Em dicionários, a marcação mais frequente é “s.f.” (substantivo feminino), o que confirma que “a alface” é vista como a forma mais estável. Em materiais didáticos, receitas, reportagens sobre alimentação e textos de saúde, o termo aparece quase sempre no feminino, reforçando esse uso entre leitores e estudantes. Alguns dicionários chegam a registrar a forma masculina como variante, mas a classificam como menos usual, regional ou coloquial, justamente para orientar quem busca um padrão de escrita mais alinhado à norma culta.

Quais cuidados ajudam a evitar erro no gênero de “alface”

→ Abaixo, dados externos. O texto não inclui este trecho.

PR #185, opened 2016-11-09
Remove all but user-settable values from struct image.

allegroLeiden:
PR #77 did this for the inputPars. I am not sure why I did not also do the same job at that time on the user-settable image parameters, but I am doing so now.

The motivation for doing this is the same as for #77. An additional reason is that it allows easier integration of Lime into [Artist.](http://youngstars.nbi.dk/artist/Welcome.html)

### DIFF
--- a/src/aux.c
+++ b/src/aux.c
@@ -15,8 +15,39 @@ TODO:
 #include <float.h>
 
 
+/*....................................................................*/
 void
-parseInput(inputPars inpar, configInfo *par, image **img, molData **m){
+mallocInputPars(inputPars *par){
+  int i;
+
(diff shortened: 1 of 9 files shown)


allegroLeiden:
My aim to add a facility to Lime to allow it to read parameters and functions from a python model file provides an additional reason for having completely independent memory areas for the user-settable vs. the internal parameters. For such code I envisage (i) putting run() into a separate module and (ii) writing a python-specific main() in a new 'pymain.c' or whatever module which would pass 'inputPars' and `image` objects to run(). It is not so easy to supply `char*` via python so one could not any more just copy these pointers from one struct to another as in present Lime. (Or so I have been assuming anyway.)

Para não ficar em dúvida diante de leitores mais exigentes ou em situações de avaliação, vale adotar alguns cuidados simples de consistência. O principal é escolher um gênero e mantê-lo ao longo de todo o texto, sem alternar entre “a alface” e “o alface” na mesma página ou na mesma fala, o que pode causar certo estranhamento em quem lê ou ouve. Em correções de redação, essa oscilação pode ser interpretada como descuido ou desconhecimento da norma.
Essas orientações práticas costumam ser ensinadas em escolas e cursos de redação, justamente para facilitar o aprendizado e criar um padrão de uso mais uniforme entre livros, apostilas e conteúdos digitais, o que dá mais segurança a quem está escrevendo ou se comunicando. Professores também costumam recomendar que o estudante observe o gênero adotado pelos próprios enunciados das questões e pelas fontes de estudo confiáveis, para reforçar esse hábito.
- Consultar dicionários atualizados e observar que, em geral, “alface” aparece como substantivo feminino.
- Perceber o padrão de gênero de outras hortaliças citadas no mesmo contexto, como a cenoura e a couve.
- Manter o feminino em textos formais, como provas, trabalhos acadêmicos e materiais de trabalho.
- Revisar o texto procurando artigos e adjetivos que concordem com o gênero escolhido para o termo.
O que dizem dicionários e uso formal sobre “alface”
Ao consultar dicionários gerais de língua portuguesa, encontramos “alface” registrada principalmente como substantivo feminino, e o uso masculino, quando aparece, costuma ser indicado como regional, secundário ou menos frequente. A chamada norma culta, baseada nesses registros e no uso majoritário em textos formais, considera “a alface” a forma mais adequada em contextos padrão.
Por isso, ao escrever ou falar sobre alimentação, hortas, receitas ou orientações de saúde, optar pelo feminino costuma atender às expectativas de leitores e ouvintes acostumados à linguagem de jornais, livros didáticos e materiais de divulgação, enquanto a variação “o alface” permanece restrita a alguns grupos e regiões, sem mudar a indicação principal das obras de referência. Em resumo, quem deseja evitar questionamentos em contextos avaliativos ou profissionais faz bem em privilegiar “a alface” e reservar “o alface” apenas para situações muito específicas de uso regional ou técnico.